The Revised Version of Travel Ban to Take Effect Next Month

On Sept. 24, President Trump issued a proclamation that indefinitely bans certain citizens of Iran, Libya, Syria, Yemen, Somalia, Chad and North Korea from entering the United States as immigrants (permanent residents). Additionally, entry on nonimmigrant visas is also indefinitely suspended. But note that entry of Iranian nationals under student (F or M) visas, or exchange visitor (J) visas, will continue to be permitted (although such individuals will likely be subject to enhanced screening and vetting requirements). Also, for Chad, Libya and Yemen, the only prohibited nonimmigrant entries are for B-1 (Business Visitors) or B-2 (Visitors for Pleasure). Furthermore, certain government officials of Venezuela and their family members who seek to visit the United States as business visitors or tourists are also barred from entry. Finally, under the proclamation, citizens of Iraq are permitted to seek entry to the U.S., but will face “additional scrutiny” at the border to determine if they pose risks to U.S. national security or public safety. Assuming its implementation is not delayed by litigation, the proclamation will take effect on Oct. 18.

Importantly, U.S. lawful permanent residents, dual nationals born in one of the listed countries and traveling on the passport of a non-listed country, and persons already holding valid visas will continue to be permitted to enter the U.S. during this time. Furthermore, foreign nationals with valid advance parole documents may continue to travel using these documents. (U.S. Citizenship and Immigration Services has not yet announced whether it will continue to process advance parole renewal applications from nationals of one of the listed countries, although we expect that it will.)

Individuals subject to the ban will be able to seek waivers from a consular officer, or at the port of entry from United States Customs and Border Protection, if their admission would cause them undue hardship, would not endanger U.S. national security and would be in the “national interest.” The Secretaries of State and Homeland Security have been directed to develop adopt guidance addressing the circumstances in which waivers may be appropriate, which we expect to be released in the coming weeks.
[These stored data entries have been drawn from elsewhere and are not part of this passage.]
PR #1313, opened 2023-04-26
src: Avoid calling into C++ with a null this

chearon:
These tests all crash the process because `instance` is null when exceptions are off. If ObjectWrap methods try to access anything on `this`, it's bad news. I don't think the method should get called at all in this case since there's a pending JS exception anyways.

Context: I recently [ported node-canvas](https://github.com/Automattic/node-canvas/pull/2235) to `node-addon-api` and we have tests for this. It was a pain in v8/NAN, and we could remove a lot of code with these changes. I had a positive experience working with `node-addon-api`, great work everyone!

### DIFF
--- a/napi-inl.h
+++ b/napi-inl.h
@@ -165,7 +165,7 @@ napi_value TemplatedInstanceCallback(napi_env env,
   return details::WrapCallback([&] {
     CallbackInfo cbInfo(env, info);
     T* instance = T::Unwrap(cbInfo.This().As<Object>());
-    return (instance->*UnwrapCallback)(cbInfo);
+    return instance ? (instance->*UnwrapCallback)(cbInfo) : Napi::Value();
   });
 }
 
@@ -175,7 +175,7 @@ napi_value TemplatedInstanceVoidCallback(napi_env env, napi_callback_info info)
   return details::WrapCallback([&] {
     CallbackInfo cbInfo(env, info);
     T* instance = T::Unwrap(cbInfo.This().As<Object>());
-    (instance->*UnwrapCallback)(cbInfo);
+    if (instance) (instance->*UnwrapCallback)(cbInfo);
     return nullptr;
   });
 }
@@ -4340,7 +4340,7 @@ inline napi_value InstanceWrap<T>::InstanceVoidMethodCallbackWrapper(
     callbackInfo.SetData(callbackData->data);
     T* instance = T::Unwrap(callbackInfo.This().As<Object>());
     auto cb = callbackData->callback;
-    (instance->*cb)(callbackInfo);
+    if (instance) (instance->*cb)(callbackInfo);
     return nullptr;
   });
 }
@@ -4355,7 +4355,7 @@ inline napi_value InstanceWrap<T>::InstanceMethodCallbackWrapper(
     callbackInfo.SetData(callbackData->data);
     T* instance = T::Unwrap(callbackInfo.This().As<Object>());
     auto cb = callbackData->callback;
-    return (instance->*cb)(callbackInfo);
+    return instance ? (instance->*cb)(callbackInfo) : Napi::Value();
   });
 }
 
@@ -4369,7 +4369,7 @@ inline napi_value InstanceWrap<T>::InstanceGetterCallbackWrapper(
     callbackInfo.SetData(callbackData->data);
     T* instance = T::Unwrap(callbackInfo.This().As<Object>());
     auto cb = callbackData->getterCallback;
-    return (instance->*cb)(callbackInfo);
+    return instance ? (instance->*cb)(callbackInfo) : Napi::Value();
   });
 }
 
@@ -4383,7 +4383,7 @@ inline napi_value InstanceWrap<T>::InstanceSetterCallbackWrapper(
     callbackInfo.SetData(callbackData->data);
     T* instance = T::Unwrap(callbackInfo.This().As<Object>());
     auto cb = callbackData->setterCallback;
-    (instance->*cb)(callbackInfo, callbackInfo[0]);
+    if (instance) (instance->*cb)(callbackInfo, callbackInfo[0]);
     return nullptr;
   });
 }
@@ -4395,7 +4395,7 @@ inline napi_value InstanceWrap<T>::WrappedMethod(
   return details::WrapCallback([&] {
     const CallbackInfo cbInfo(env, info);
     T* instance = T::Unwrap(cbInfo.This().As<Object>());
-    (instance->*method)(cbInfo, cbInfo[0]);
+    if (instance) (instance->*method)(cbInfo, cbInfo[0]);
     return nullptr;
   });
 }
--- a/test/objectwrap.js
+++ b/test/objectwrap.js
@@ -24,6 +24,9 @@ async function test (binding) {
       obj.testSetter = 'instance getter 2';
       assert.strictEqual(obj.testGetter, 'instance getter 2');
       assert.strictEqual(obj.testGetterT, 'instance getter 2');
+
+      assert.throws(() => clazz.prototype.testGetter, /Invalid argument/);
+      assert.throws(() => clazz.prototype.testGetterT, /Invalid argument/);
     }
 
     // read write-only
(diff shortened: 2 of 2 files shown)


test/objectwrap.js
```diff
@@ -98,6 +106,9 @@ async function test (binding) {
     assert.strictEqual(obj.testMethodT(), 'method<>(const char*)');
     obj[clazz.kTestVoidMethodTInternal]('method<>(Symbol)');
     assert.strictEqual(obj[clazz.kTestMethodTInternal](), 'method<>(Symbol)');
+    try { clazz.prototype.testMethod('method'); } catch (e) { }
+    try { clazz.prototype.testMethodT(); } catch (e) { }
+    try { clazz.prototype.testVoidMethodT('method<>(const char*)'); } catch (e) { }
```
gabrielschulhof, line 111: V8 actually protects against these with "Invalid invocation". IOW, it does not allow one to invoke a native instance method where the JavaScript `this` is not an instance of the class. Thus, these checks are unnecessary. Interesting though that it allows property accesses to go through 🤨

test/objectwrap.js
```diff
@@ -24,6 +24,11 @@ async function test (binding) {
       obj.testSetter = 'instance getter 2';
       assert.strictEqual(obj.testGetter, 'instance getter 2');
       assert.strictEqual(obj.testGetterT, 'instance getter 2');
+
+      // eslint-disable-next-line no-unused-expressions
+      try { clazz.prototype.testGetter; } catch (e) { }
```
gabrielschulhof, line 29:
```suggestion
      assert.throws(() => clazz.prototype.testGetter, /Invalid argument/);
```

test/objectwrap.js
```diff
@@ -24,6 +24,11 @@ async function test (binding) {
...
+      // eslint-disable-next-line no-unused-expressions
+      try { clazz.prototype.testGetterT; } catch (e) { }
```
gabrielschulhof, line 31:
```suggestion
      assert.throws(() => clazz.prototype.testGetterT, /Invalid argument/);
```

test/objectwrap.js
```diff
@@ -61,6 +66,9 @@ async function test (binding) {
 
       obj.testGetSetT = 'instance getset 4';
       assert.strictEqual(obj.testGetSetT, 'instance getset 4');
+
+      try { clazz.prototype.testGetSet = 'instance getset'; } catch (e) { }
+      try { clazz.prototype.testGetSetT = 'instance getset'; } catch (e) { }
```
gabrielschulhof, line 71:
```suggestion
      assert.throws(() => clazz.prototype.testGetSet, /Invalid argument/);
      assert.throws(() => clazz.prototype.testGetSetT, /Invalid argument/);
```

napi-inl.h
```diff
@@ -165,7 +165,7 @@ napi_value TemplatedInstanceCallback(napi_env env,
   return details::WrapCallback([&] {
     CallbackInfo cbInfo(env, info);
     T* instance = T::Unwrap(cbInfo.This().As<Object>());
-    return (instance->*UnwrapCallback)(cbInfo);
+    return instance ? (instance->*UnwrapCallback)(cbInfo) : nullptr;
```
gabrielschulhof, line 168:
```suggestion
    return instance ? (instance->*UnwrapCallback)(cbInfo) : Napi::Value();
```

napi-inl.h
```diff
@@ -4355,7 +4355,7 @@ inline napi_value InstanceWrap<T>::InstanceMethodCallbackWrapper(
     callbackInfo.SetData(callbackData->data);
     T* instance = T::Unwrap(callbackInfo.This().As<Object>());
     auto cb = callbackData->callback;
-    return (instance->*cb)(callbackInfo);
+    return instance ? (instance->*cb)(callbackInfo) : nullptr;
```
gabrielschulhof, line 4358:
```suggestion
    return instance ? (instance->*cb)(callbackInfo) : Napi::Value();
```

napi-inl.h
```diff
@@ -4369,7 +4369,7 @@ inline napi_value InstanceWrap<T>::InstanceGetterCallbackWrapper(
     callbackInfo.SetData(callbackData->data);
     T* instance = T::Unwrap(callbackInfo.This().As<Object>());
     auto cb = callbackData->getterCallback;
-    return (instance->*cb)(callbackInfo);
+    return instance ? (instance->*cb)(callbackInfo) : nullptr;
```
gabrielschulhof, line 4372:
```suggestion
    return instance ? (instance->*cb)(callbackInfo) : Nap::Value();
```

gabrielschulhof (commented):
Looking good. Just a few minor comments.

test/objectwrap.js
chearon: Not sure about this one. Don't you want to test the setter? `prototype.testGetSet = 'instance get set'` does actually call the setter with `prototype` as the `this` instead of the constructed object.

```js
class Abc { set v(v) { console.log(this instanceof Abc); } }
const abc = new Abc();
abc.v = 2;
// log: true
Abc.prototype.v = 2;
// log: false
```

chearon:
Thanks for the review! Think I got everything except for the one I commented on.

test/objectwrap.js
legendecas: The suggestion here might be:

```suggestion
      assert.throws(() => { clazz.prototype.testGetSet = 'instance getset'; }, /Invalid argument/);
      assert.throws(() => { clazz.prototype.testGetSetT = 'instance getset'; }, /Invalid argument/);
```

legendecas (approved):

test/objectwrap.js
gabrielschulhof: @legendecas @chearon yes, that's what I meant. The important thing is that we use `assert.throws()` and that we check for the right exception with the regex.

gabrielschulhof (approved):

mhdawson:
Landed in 858942ce31e9324b9c57fcd5854f9e4f286e075b

napi-inl.h
kraenhansen: I would have liked this to throw instead of returning `undefined`.

I'd assume this can only happen if the `InstanceWrap` is setup or called incorrectly (i.e. doesn't have a its instance data set) and I therefore expected it to throw the same way other native APIs throw when I call an unbound member function:

```
> const b = Buffer.alloc(1);
undefined
> const copy = b.copy;
undefined
> copy();
Uncaught:
TypeError [ERR_INVALID_ARG_TYPE]: The "source" argument must be an instance of Buffer or Uint8Array. Received undefined
```

kraenhansen:
I'm posting here to keep the context of the PR and get some early feedback on my thoughts.
I'll happily create a new issue if I'm not overlooking something obvious.

I believe the `instance` checks in [`InstanceMethodCallbackWrapper`](https://github.com/nodejs/node-addon-api/pull/1313/files#diff-cd0b229bcaf532206661e2ee1a603a7f60ac22ecfcb239920f6b42a34d909f34R4358) and [`InstanceGetterCallbackWrapper`](https://github.com/nodejs/node-addon-api/pull/1313/files#diff-cd0b229bcaf532206661e2ee1a603a7f60ac22ecfcb239920f6b42a34d909f34R4358) should throw instead of returning `undefined`.

To me, it seems that the tests are relying on the `ObjectWrap<T>::Unwrap` to throw if failed while `napi_unwrap`'s implementation indeed fails [if the "local value" is not an object](https://github.com/nodejs/node/blob/804d41f9c73c03e670d8e788d14a2237c8c2a057/src/js_native_api_v8.cc#L350).

This is however not the case for `Addon` declaring its methods via `InstanceWrap<T>::InstanceMethod`: When the Addon's `Unwrap` function is called

https://github.com/nodejs/node-addon-api/blob/7c3226fe43d857c0440c9b46ccd9f52d1d533347/napi-inl.h#L4576

which simply defers to `GetInstanceData`
https://github.com/nodejs/node-addon-api/blob/7c3226fe43d857c0440c9b46ccd9f52d1d533347/napi-inl.h#L6795-L6798

Which does report a fatal error if the status indicates a failure

https://github.com/nodejs/node-addon-api/blob/7c3226fe43d857c0440c9b46ccd9f52d1d533347/napi-inl.h#L742-L744

but the call to `napi_get_instance_data` will simply pass through `nullptr` values: https://github.com/nodejs/node/blob/804d41f9c73c03e670d8e788d14a2237c8c2a057/src/js_native_api_v8.cc#L3527

PR #1326, opened 2023-06-10
src: add SyntaxError

KevinEady:
Adds wrapper for `Napi::SyntaxError` from release of Node-API v9.

### DIFF
--- a/doc/syntax_error.md
+++ b/doc/syntax_error.md
@@ -1,0 +1,66 @@
+# SyntaxError
+
+The `Napi::SyntaxError` class is a representation of the JavaScript
+`SyntaxError` that is thrown when the engine encounters tokens or token order
+that does not conform to the syntax of the language when parsing code.
+
+The `Napi::SyntaxError` class inherits its behaviors from the `Napi::Error`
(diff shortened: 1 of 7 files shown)


KevinEady:
|Node Version|Link|Status|
|-|-|-|
|20|https://ci.nodejs.org/job/node-test-node-addon-api-new/7558/||
|21|https://ci.nodejs.org/job/node-test-node-addon-api-new/7559/||

doc/syntax_error.md
```diff
@@ -0,0 +1,66 @@
+# SyntaxError
+
```
mhdawson, line 2: Should it say here that it's only supported in node-api version 9 and higher?

mhdawson: That might be a gap though ?  I go to try to use an API and it's not there?  Either way agree that we don't need to be block this PR on it, but might be worth thinking about wether adding that info makes sense.

legendecas (approved):
LGTM % one nit.

KevinEady:
Added `do not land` label until release of v7.0.0 is complete.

The proclamation, however, does provide that foreign nationals who have previously been admitted to the United States for a continuous period of work or study and seek to re-enter the U.S. to resume that activity may be eligible for a waiver, as would those with “previously established significant contacts” in the U.S.

Please contact us if you would like to discuss any of your employees who may be affected by this latest restriction.

Deadline for DACA Renewals is Oct. 5

The Trump administration announced that it will terminate the Deferred Action for Childhood Arrivals (DACA) program effective March 5, 2018. Eligible DACA beneficiaries have until Oct. 5 to submit a final application for renewal of their employment authorization documents (EADs). For an individual to be eligible to renew a DACA EAD, the EAD must expire on or before March 5, 2018. DACA EADs expiring on or after March 6, 2018, are not eligible for renewal.

DACA recipients may continue to work until their EADs expire, even if their EADs expire after the DACA program terminates on March 5, 2018.

If you have a DACA employee holding a valid advance parole (AP) document, he or she is eligible to travel abroad and seek to re-enter the United States using the AP. As re-entry is not guaranteed, however, DACA employees should travel only in urgent circumstances.

Furthermore, USCIS is no longer accepting or adjudicating DACA requests for advance parole. Pending applications will be closed and filing fees returned.

The Trump administration postponed the termination of DACA until March 5, 2018, to allow Congress time to pursue a legislative solution for current beneficiaries. We will continue to monitor the situation and provide updates on the DACA program as they become available.

Employers Must Use New Version of Form I-9

As of Sept. 18, 2017, all employers must use the newest version of the Form I-9 (dated July 17, 2017) when verifying the identity and employment authorization of individuals hired for employment in the United States. Employers may no longer use the Nov. 14, 2016, edition, or older editions, to complete a new Form I-9. We note that the new Form I-9 adds only the Consular Report of Birth Abroad (Form FS-240) to the list of documents acceptable to establish employment authorization under List C. No other substantive changes were made, but the new form nevertheless must be used to the exclusion of all earlier versions.

Please ensure that the July 17, 2017, edition of Form I-9 is integrated into your company’s applicable employment verification systems and processes.